Later when Miriam noticed that the rabbi appeared to be unusually abstracted, she asked. "Are you bothered about the Mandells. David? Do you think Lanigan will give them a rough time?"

"Oh, I'm sure he will, if only to impress on them the seriousness of withholding evidence from the police in a capital case. But a lot of it will be put on, because he knows that people do it all the time, he's told me on more than one occasion that it's one of the facts of life as far as the police are concerned. What bothers me is that Mrs. Mandell's story tends to show that Stanley was near the Jordon house at the crucial time, and Lanigan might decide to follow that line and pull him in."

"But he's innocent—"

"Then he'll get off eventually. I suppose. But in the meantime they'd give him a hard time, they might reason that if she was able to identify his car, he should have been able to identify hers, and that in not telling them he was concealing information."

"But Mr. Mandell didn't find out from Stanley. It was his mother who told him that Molly had gone out."

"True. But Mr. Mandell won't dare say so, because his wife will be there and he doesn't want her to know. It seems terribly unfair to Stanley somehow."

A couple of hours later, however, the rabbi received a telephone call that proved his fears were groundless, or at least misplaced. It was from Herb Mandell, he was angry, perhaps a little frightened. It showed in the sarcasm of his tone. "I want to thank you for your advice, Rabbi, we did exactly as you suggested. Lanigan questioned Molly for over an hour, he had the poor girl crying before he was through. But that's not all, he told her he didn't want her leaving town. Thanks to your advice, she's now a suspect and will be followed everywhere she goes by cops."

"Oh, surely not—"

"No? Well a few minutes ago I looked out the window, and there's a car parked in our street, diagonally across from our house, and there are a couple of cops sitting in it, and I'll bet you everything you like there's one parked on Francis Street, too, so they can see if anyone comes out the back door."
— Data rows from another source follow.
PR #41, opened 2023-09-07
[promote] Make sure image advisory exists for candidate-type assemblies

thegreyd:
Recently we had a case where rc promotion jumped the gun and went in parallel with prepare-rel, and 
4.14.0-rc.0 didn't get image advisory embedded in it's metadata, and a bunch
of unexpected things happened which confused us ([slack thread](https://redhat-internal.slack.com/archives/C04L1FPFHNH/p1694072265386539))

We have a check in place which complains if this happens, 
make it apply for candidate assemblies as well.


vfreex (commented):
/lgtm
/approval

PR #42, opened 2023-09-08
[ocp4] Handle rpm build failures

thegreyd:
Right now we are not resistant to rpm build failures, as we are to images.
If for some reason an rpm rebase/build fails, we are blocked and fail to build
images & produce nightlies, which can be very bad.

Test run https://saml.buildvm.hosts.prod.psi.bos.redhat.com:8888/job/aos-cd-builds/job/build%252Focp4/46517/console


vfreex (commented):
/lgtm
/approve

joepvd:
/hold cancel

Not sure why the hold was set in the first place. Unholding, as I think the (potential) next error will be better than the current :)

PR #20, opened 2023-08-23
Revert "mass-rebuilds: only for streams.<stream>.image attribute"

joepvd:
Reverts openshift-eng/art-tools#19

PR #48, opened 2023-09-13
mass-rebuilds: only for `streams.<stream>.image` attribute

Ximinhan:
Reverts openshift-eng/art-tools#20


joepvd:
/lgtm
/approve

Yet 
/hold
to wait for the weekend, as this will trigger a mass rebuild

PR #49, opened 2023-09-13
Handle EOL release phase

locriandev:
This PR will account for changes in `group.yaml`, where we can set the release phase for a specific group to be `eol`


Ximinhan:
I guess https://github.com/openshift-eng/art-tools/blob/main/pyartcd/pyartcd/pipelines/check_bugs.py#L22 This part is also affected

locriandev:
> I guess https://github.com/openshift-eng/art-tools/blob/main/pyartcd/pyartcd/pipelines/check_bugs.py#L22 This part is also affected

That can stay as is. `eol` means a release already GA'd in the past, so `pre-release` does not apply.

joepvd (approved):
/lgtm

PR #50, opened 2023-09-13
Skip check-bugs for releases not in 'release' phase

locriandev:


pyartcd/pyartcd/pipelines/check_bugs.py
```diff
@@ -116,16 +111,30 @@ async def _find_blockers(self, version: str):
         self.logger.info('Command returned: %s', out)
         return {version: out}
 
+    async def _is_build_permitted(self, version: str) -> bool:
+        """
+        Only include 'release' state group, exclude 'eol' and 'pre-release'
+        """
+
+        group_config = await util.load_group_config(group=f'openshift-{version}', assembly='stream')
+        phase = group_config['software_lifecycle']['phase']
```
vfreex, line 120: Should this tolerate missing keys?

locriandev: I don't think so. It already didn't, we're just changing the set of possible values. All releases have this key

vfreex (approved):
/lgtm
/approve

PR #51, opened 2023-09-13
[ART-7730] Trigger SAST scans for builds in candidate tags

ashwindasr:
Find all the builds tagged into our candidate tags, get the last brew event ID from the saved file `event.json` in workspace. Run scans for all of the builds with brew event after the last run. If there is no last run, get all the latest builds and run the scans.

Successful test [run](https://saml.buildvm.hosts.prod.psi.bos.redhat.com:8888/job/hack/job/ashwin-aos-cd-jobs/job/build%252Fscan-osh-new/19/console).

### DIFF
--- a/doozer/doozerlib/cli/scan_osh.py
+++ b/doozer/doozerlib/cli/scan_osh.py
@@ -1,0 +1,180 @@
+import click
+import koji
+import asyncio
+from doozerlib.cli import cli, click_coroutine, pass_runtime
+from doozerlib.runtime import Runtime
+from doozerlib.exectools import fire_and_forget, cmd_gather_async, limit_concurrency
+from doozerlib.util import cprint
+from typing import Optional
+
+
+class ScanOshCli:
+    def __init__(self, runtime: Runtime, last_brew_event: int, dry_run: bool, nvrs: Optional[list],
+                 check_triggered: Optional[bool], all_builds: Optional[bool]):
+        self.runtime = runtime
+        self.last_brew_event = last_brew_event
+        self.dry_run = dry_run
+        self.brew_tags = []
+        self.specific_nvrs = nvrs
+        self.check_triggered = check_triggered
+        self.all_builds = all_builds
+        self.error_nvrs = []
+
+        # Initialize runtime and brewhub session
+        self.runtime.initialize(clone_distgits=False)
+        self.koji_session = koji.ClientSession(self.runtime.group_config.urls.brewhub)
+
+    @staticmethod
+    async def get_untriggered_nvrs(nvrs):
+        """
+        So we might have already triggered a scan for the same NVR. If this flag is enabled, we want to check
+        if it has and not re-trigger it again.
+        But please note that this will take a lot of time since it has to run for all 200+ packages.
+        """
+
+        @limit_concurrency(16)
+        async def run_get_untriggered_nvrs(nvr):
+            rc, _, _ = await cmd_gather_async(f"osh-cli find-tasks --nvr {nvr}")
+
+            return None if rc == 0 else nvr
+
+        tasks = []
+        for nvr in nvrs:
+            tasks.append(run_get_untriggered_nvrs(nvr))
+
+        nvrs = await asyncio.gather(*tasks)
+
+        untriggered_nvrs = [nvr for nvr in nvrs if nvr]
+
+        return untriggered_nvrs
+
+    def get_tagged_latest(self, tag):
+        """
+        Returns the latest RPMs and builds tagged in to the candidate tag received as input
+        """
+        latest_tagged = self.koji_session.listTagged(tag=tag, latest=True)
+        if latest_tagged:
+            return latest_tagged
+        else:
+            return []
+
+    def get_tagged_all(self, tag):
+        """
+        Returns all the RPMs and builds that are currently in the candidate tag received as input
+        """
+        latest_tagged = self.koji_session.listTagged(tag=tag, latest=False)
+        if latest_tagged:
+            return latest_tagged
+        else:
+            return []
+
+    def trigger_scans(self, nvrs: list):
+        cmd_template = "osh-cli mock-build --config={config} --brew-build {nvr} --nowait"
+        for nvr in nvrs:
+            # Skip rhcos for now
+            if nvr.startswith("rhcos"):
+                self.runtime.logger.warning(f"Skipping RHCOS builds. Scan is not triggered for {nvr}")
+                continue
+
+            if "container" in nvr:
+                cmd = cmd_template.format(config="cspodman", nvr=nvr)
+
+            else:
+                if "el7" in nvr:
+                    rhel_version = 7
+                elif "el8" in nvr:
+                    rhel_version = 8
+                elif "el9" in nvr or nvr.startswith("rhcos"):
+                    rhel_version = 9
+                else:
+                    self.runtime.logger.error("Invalid RHEL version")
+                    return
+
+                cmd = cmd_template.format(config=f"rhel-{rhel_version}-x86_64", nvr=nvr)
+
+            message = f"Ran command: {cmd}"
+
+            if not self.dry_run:
+                fire_and_forget(self.runtime.cwd, cmd)
+            else:
+                message = "[DRY RUN] " + message
+
+            self.runtime.logger.info(message)
+
+        self.runtime.logger.info(f"Total number of build scans kicked off: {len(nvrs)}")
+
+    async def run(self):
+        if not self.specific_nvrs:
+            tags = self.runtime.get_errata_config()["brew_tag_product_version_mapping"].keys()
+            for tag in tags:
+                major, minor = self.runtime.get_major_minor_fields()
+                self.brew_tags.append(tag.format(MAJOR=major, MINOR=minor))
+
+            builds = []
+
+            if self.last_brew_event or self.all_builds:
+                for tag in self.brew_tags:
+                    builds += self.get_tagged_all(tag=tag)
+
+                if self.last_brew_event:
+                    builds = [build for build in builds if build["create_event"] > self.last_brew_event]
+            else:
+                # If no --since field is specified, find all the builds that have been tagged into our candidate tags
+                for tag in self.brew_tags:
+                    builds += self.get_tagged_latest(tag=tag)
+
+            # Sort the builds based on the event ID by descending order so that latest is always on top
+            # Note: create_event is the event on which the build was tagged in the tag and not the build creation time
+            builds = sorted(builds, key=lambda x: x["create_event"], reverse=True)
+
+            nvrs = [build["nvr"] for build in builds]
+            nvr_brew_mapping = [(build["nvr"], build["create_event"]) for build in builds]
+
+            # To store the final list of NVRs that we will kick off scans for
+            nvrs_for_scans = []
+
+            if nvr_brew_mapping:
+                self.runtime.logger.info(f"NVRs to trigger scans for {nvr_brew_mapping}")
+
+            if builds:
+                latest_event_id = nvr_brew_mapping[0][1]
+
+                nvrs_for_scans = nvrs
+
+                # Return back the latest brew event ID
+                cprint(latest_event_id)
+            else:
+                self.runtime.logger.warning(
+                    f"No new NVRs have been found since last brew event: {self.last_brew_event}")
+                return None
+
+        else:
+            self.runtime.logger.info(f"Triggering scans for this particular list of NVRs: {self.specific_nvrs}")
+
+            nvrs_for_scans = self.specific_nvrs
+
+        if self.check_triggered:
+            nvrs_for_scans = await self.get_untriggered_nvrs(nvrs_for_scans)
+
+        self.trigger_scans(nvrs_for_scans)
+
+
+@cli.command("images:scan-osh", help="Trigger scans for builds with brew event IDs greater than the value specified")
+@click.option("--since", required=False, help="Builds after this brew event. If empty, latest builds will retrieved")
+@click.option("--dry-run", default=False, is_flag=True,
+              help="Do not trigger anything, but only print build operations.")
+@click.option("--nvrs", required=False,
+              help="Comma separated list to trigger scans specifically. Will not check candidate tags")
+@click.option("--check-triggered", required=False, is_flag=True, default=False,
+              help="Triggers scans for NVRs only after checking if they haven't already")
+@click.option("--all-builds", required=False, is_flag=True, default=False, help="Check all builds in candidate tags")
+@pass_runtime
+@click_coroutine
+async def scan_osh(runtime: Runtime, since: str, dry_run: bool, nvrs: str, check_triggered: bool, all_builds: bool):
+    cli_pipeline = ScanOshCli(runtime=runtime,
+                              last_brew_event=int(since) if since else None,
+                              dry_run=dry_run,
+                              nvrs=nvrs.split(",") if nvrs else None,
+                              check_triggered=check_triggered,
+                              all_builds=all_builds)
+    await cli_pipeline.run()
--- a/pyartcd/pyartcd/pipelines/brew_scan_osh.py
+++ b/pyartcd/pyartcd/pipelines/brew_scan_osh.py
@@ -1,0 +1,102 @@
+"""
+This job scans the candidate tags for a particular version, and triggers scans for builds that are tagged into it.
+"""
+import click
+from typing import Optional
+from pyartcd import exectools, redis
+from pyartcd.runtime import Runtime
+from pyartcd.cli import cli, pass_runtime, click_coroutine
+
+
+class OshScan:
+    def __init__(self, runtime: Runtime, version: str, check_triggered: Optional[bool], email: Optional[str],
+                 nvrs: Optional[list], all_builds: Optional[bool]):
+        self.runtime = runtime
+        self.email = email
+        self.version = version
+        self.major, self.minor = self.version.split(".")
+        self.check_triggered = check_triggered
+        self.specific_nvrs = nvrs
+        self.all_builds = all_builds
+
+        self.redis_key = f"appdata:sast-scan:{self.version}"
+
+    async def store_brew_event(self, brew_event_id: str):
+        await redis.set_value(self.redis_key, brew_event_id)
+
+    async def retrieve_brew_event(self):
+        last_brew_event = await redis.get_value(self.redis_key)
+
+        # Remove trailing \n
+        if last_brew_event:
+            last_brew_event = last_brew_event.strip()
+
+        return last_brew_event
+
+    async def run(self):
+        cmd = [
+            "doozer",
+            "--group",
+            f"openshift-{self.version}",
+            "images:scan-osh",
+        ]
+
+        last_brew_event = await self.retrieve_brew_event()
+
+        self.runtime.logger.info(f"Found last brew event from REDIS: {last_brew_event}")
+
+        if self.runtime.dry_run:
+            cmd.append("--dry-run")
+
+        if self.check_triggered:
+            cmd.append("--check-triggered")
+
+        if self.specific_nvrs or self.all_builds:
+            if self.specific_nvrs:
+                cmd += [
+                    "--nvrs",
+                    f"{','.join(self.specific_nvrs)}"
+                ]
+
+            if self.all_builds:
+                cmd.append("--all-builds")
+        else:
+            # So if we give the specific list of nvrs, we don't need to pass the last brew event
+            if last_brew_event:
+                cmd += [
+                    "--since",
+                    f"{last_brew_event}"
+                ]
+
+        _, brew_event, _ = await exectools.cmd_gather_async(cmd, stderr=True)
+        if not brew_event and not self.specific_nvrs:
+            self.runtime.logger.warning(f"No new builds found for candidate tags in {self.version}")
+            return
+
+        if not self.specific_nvrs and not self.all_builds:
+            # We do not need to write to Redis if we're manually triggering scans for specific builds
+            if not self.runtime.dry_run:
+                # Write the latest brew event back to the file
+                if last_brew_event != brew_event:
+                    # No need to set if it's the same value
+                    await self.store_brew_event(brew_event)
+            else:
+                self.runtime.logger.info("[DRY RUN] Would have written to Redis")
+
+
+@cli.command("scan-osh")
+@click.option("--version", required=True, help="openshift version eg: 4.15")
+@click.option("--email", required=False, help="Additional email to which the results of the scan should be sent out to")
+@click.option("--nvrs", required=False, help="Comma separated list to trigger scans specifically. Will not check candidate tags")
+@click.option("--check-triggered", required=False, is_flag=True, default=False, help="Triggers scans for NVRs only after checking if they haven't already")
+@click.option("--all-builds", required=False, is_flag=True, default=False, help="Check all builds in candidate tags")
+@pass_runtime
+@click_coroutine
+async def scan_osh(runtime: Runtime, version: str, email: str, nvrs: str, check_triggered: bool, all_builds: bool):
+    pipeline = OshScan(runtime=runtime,
+                       email=email,
+                       version=version,
+                       nvrs=nvrs.split(",") if nvrs else None,
+                       check_triggered=check_triggered,
+                       all_builds=all_builds)
+    await pipeline.run()
--- a/doozer/doozerlib/cli/__main__.py
+++ b/doozer/doozerlib/cli/__main__.py
@@ -42,6 +42,7 @@ from doozerlib.cli.config_plashet import config_plashet
 from doozerlib.cli.release_calc_upgrade_tests import release_calc_upgrade_tests
 from doozerlib.cli.inspect_stream import inspect_stream
 from doozerlib.cli.config_tag_rpms import config_tag_rpms
+from doozerlib.cli.scan_osh import scan_osh
 
 from doozerlib import coverity
 from doozerlib.exceptions import DoozerFatalError
--- a/doozer/doozerlib/runtime.py
+++ b/doozer/doozerlib/runtime.py
@@ -263,6 +263,9 @@ class Runtime(object):
 
         return assembly_group_config(self.get_releases_config(), self.assembly, tmp_config)
 
+    def get_errata_config(self, **kwargs):
+        return self.gitdata.load_data(key='erratatool', **kwargs).data
+
     def _get_replace_vars(self, group_config: Model):
         replace_vars = group_config.vars or Model()
         # If assembly mode is enabled, `runtime_assembly` will become the assembly name.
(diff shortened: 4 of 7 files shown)


ashwindasr:
Looks like `cmd_gather_async` is waiting for tasks to finish, will change to fire and forget. Working on fix.

thegreyd:
I see rhcos builds included as well `osh-cli mock-build --config=rhel-9-x86_64 --brew-build rhcos-s390x-415.92.202309221537-0 --nowait` is rhcos supported? I'm assuming these fail since rhcos isn't an rpm, maybe exclude these?

pyartcd/pyartcd/pipelines/brew_scan_osh.py
```diff
@@ -0,0 +1,111 @@
...
+from pyartcd import exectools
+from pyartcd.runtime import Runtime
+from pyartcd.cli import cli, pass_runtime, click_coroutine
+
+FILE_PATH = f"{os.getenv('WORKSPACE')}/event.json"
+
+
+class OshScan:
+    def __init__(self, runtime: Runtime, email: str, version: str):
+        self.runtime = runtime
```
thegreyd, line 20: we can add support from dry_run, using `self.runtime.dry_run`

ashwindasr:
@thegreyd rhcos runs on rhel9 right, so I added [this](https://github.com/openshift-eng/art-tools/blob/43af36a34e1cf6efc67602c1d7758948891a2756/doozer/doozerlib/cli/scan_osh.py#L56). Should I exclude them instead?

pyartcd/pyartcd/pipelines/brew_scan_osh.py
```diff
@@ -0,0 +1,111 @@
...
+
+        return yaml_data["brew_tag_product_version_mapping"]
+
+    async def _set_candidate_tags(self):
+        data = await self._get_ocp_candidate_tags()
+
+        self.tags = [tag.replace("{MAJOR}", self.major).replace("{MINOR}", self.minor) for tag in
+                     data]
+
+    def _get_last_event(self):
```
thegreyd, line 53: How about using redis instead to store and retrieve?

doozer/doozerlib/constants.py
```diff
@@ -8,6 +8,7 @@
 
 GITHUB_TOKEN = "GITHUB_TOKEN"
 BREWWEB_URL = "https://brewweb.engineering.redhat.com/brew"
+BREWHUB_URL = "https://brewhub.engineering.redhat.com/brewhub"
```
thegreyd, line 11: I don't think we want to hardcode this, instead use https://github.com/openshift-eng/ocp-build-data/blob/e7585b181712a17f548e6601ce434f1e0d08299e/group.yml#L90

doozer/doozerlib/cli/scan_osh.py
```diff
@@ -0,0 +1,114 @@
...
+        """
+        Returns all the RPMs and builds that are currently in the candidate tag received as input
+        """
+        session = koji.ClientSession(BREWHUB_URL)
+        try:
+            latest_tagged = session.listTagged(tag=tag, latest=False)
+            if latest_tagged:
+                return latest_tagged
+        except Exception:
+            raise
```
thegreyd, line 43: Why catch the exception here?

doozer/doozerlib/cli/scan_osh.py
```diff
@@ -0,0 +1,114 @@
...
+
+    async def trigger_scan(self, nvrs: list):
+        cmd_template = "osh-cli mock-build --config={} --brew-build {} --nowait"
```
thegreyd, line 46: we can name our template vars `--config={config} --brew-build {nvr}` and then later do `.format(config="cspodman", nvr=nvr)`

doozer/doozerlib/cli/scan_osh.py
```diff
@@ -0,0 +1,114 @@
...
+from doozerlib.constants import BREWHUB_URL
+from doozerlib.util import cprint
+
+
+class ScanOshCli:
+    def __init__(self, runtime: Runtime, brew_tags: list, last_brew_event):
+        self.runtime = runtime
+        self.brew_tags = brew_tags
+        self.last_brew_event = last_brew_event
+
```
thegreyd, line 15: dry-run support would be good here

doozer/doozerlib/cli/scan_osh.py
```diff
@@ -0,0 +1,114 @@
...
+        session = koji.ClientSession(BREWHUB_URL)
+        try:
+            latest_tagged = session.listTagged(tag=tag, latest=True)
+            if latest_tagged:
+                return latest_tagged
+        except Exception:
+            raise
+
+    @staticmethod
+    async def get_tagged_all(tag):
```
thegreyd, line 33: Why is this async?

thegreyd:
Can we trigger a scan for rhcos and see if it works / passes? If it doesn't don't see a value to keep triggering scan for it

doozer/doozerlib/cli/scan_osh.py
```diff
@@ -0,0 +1,114 @@
...
+    async def get_tagged_latest(tag):
+        """
+        Returns the latest RPMs and builds tagged in to the candidate tag received as input
+        """
+        session = koji.ClientSession(BREWHUB_URL)
+        try:
+            latest_tagged = session.listTagged(tag=tag, latest=True)
+            if latest_tagged:
+                return latest_tagged
+        except Exception:
```
locriandev, line 29: This is a no-op, unless you do something in the exception handler. Otherwise, you might just as well remove the try-except

doozer/doozerlib/cli/scan_osh.py
```diff
@@ -0,0 +1,114 @@
...
+    async def get_tagged_all(tag):
+        """
+        Returns all the RPMs and builds that are currently in the candidate tag received as input
+        """
+        session = koji.ClientSession(BREWHUB_URL)
+        try:
+            latest_tagged = session.listTagged(tag=tag, latest=False)
+            if latest_tagged:
+                return latest_tagged
+        except Exception:
```
locriandev, line 42: This is a no-op, unless you do something in the exception handler. Otherwise, you might just as well remove the try-except

pyartcd/pyartcd/pipelines/brew_scan_osh.py
```diff
@@ -0,0 +1,111 @@
...
+        self.version = version
+        self.major, self.minor = self.version.split(".")
+        self.last_event = {}
+        self.tags = None
+
+    async def _get_ocp_candidate_tags(self):
+        """
+        Get the candidate tags activated for a specific OCP version
+        """
+        # GITHUB_TOKEN env variable needs to be set in the Jenkinsfile to avoid rate limiting
```
locriandev, line 31: We could log a warning if GITHUB_TOKEN is not set

pyartcd/pyartcd/pipelines/brew_scan_osh.py
locriandev: +1. Let's think about a pattern to keep data organized. We currently have `count` and `failures` as main keys. We could add something like `appdata:{app_name}:{key}` where appname would be `sast_scan` in this case.

doozer/doozerlib/cli/scan_osh.py
ashwindasr: ahh since its an API call I thought async will be faster? unless I'm mistaken

pyartcd/pyartcd/pipelines/brew_scan_osh.py
ashwindasr: fixed in https://github.com/openshift-eng/art-tools/pull/51/commits/906d84751f15b00b02083b9cfe428b05c0888896

pyartcd/pyartcd/pipelines/brew_scan_osh.py
```diff
@@ -0,0 +1,111 @@
...
+class OshScan:
+    def __init__(self, runtime: Runtime, email: str, version: str):
+        self.runtime = runtime
+        self.email = email
+        self.version = version
+        self.major, self.minor = self.version.split(".")
+        self.last_event = {}
+        self.tags = None
+
+    async def _get_ocp_candidate_tags(self):
```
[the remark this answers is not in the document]
ashwindasr: fixed in https://github.com/openshift-eng/art-tools/pull/51/commits/906d84751f15b00b02083b9cfe428b05c0888896

doozer/doozerlib/constants.py
ashwindasr: fixed in https://github.com/openshift-eng/art-tools/pull/51/commits/906d84751f15b00b02083b9cfe428b05c0888896

doozer/doozerlib/cli/scan_osh.py
```diff
@@ -0,0 +1,114 @@
...
+            raise
+
+    @staticmethod
+    async def get_tagged_all(tag):
+        """
+        Returns all the RPMs and builds that are currently in the candidate tag received as input
+        """
+        session = koji.ClientSession(BREWHUB_URL)
```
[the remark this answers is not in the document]
ashwindasr: fixed in https://github.com/openshift-eng/art-tools/pull/51/commits/906d84751f15b00b02083b9cfe428b05c0888896

doozer/doozerlib/cli/scan_osh.py
ashwindasr: I was testing before, so reused the code. Forgot to remove it apologies. Fixed in https://github.com/openshift-eng/art-tools/pull/51/commits/906d84751f15b00b02083b9cfe428b05c0888896

doozer/doozerlib/cli/scan_osh.py
ashwindasr: Ahh yes! I was looking for this but couldn't find it, thank you. Fixed in https://github.com/openshift-eng/art-tools/pull/51/commits/906d84751f15b00b02083b9cfe428b05c0888896

doozer/doozerlib/cli/scan_osh.py
ashwindasr: Done https://github.com/openshift-eng/art-tools/pull/51/commits/906d84751f15b00b02083b9cfe428b05c0888896

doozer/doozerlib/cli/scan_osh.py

"I'm sure you must be mistaken. Mr. Mandell. Chief Lanigan may want her to be available to give evidence. If you like. I'll get in touch with him and find out, if I can, just what the situation is."

"I'd like."

50

AFTER RELEASING MALTZMAN, LANIGAN HAD SUGGESTED TO Jennings that he go on home and relax a little.

"Good idea, Hugh, the missus has been complaining about eating alone the last couple weeks. How about you? Why don't you go home, too?"

"I will a little later. I want to get everything organized for my meeting with Clegg first. I'll see you in the morning."

Not many hours later, however, while he was dozing on the divan in the midst of the litter of the Sunday paper. Jennings was awakened by a call from Lanigan, there were new developments. Could he come down?

He could tell that his chief was excited. "I'll be right over. Hugh."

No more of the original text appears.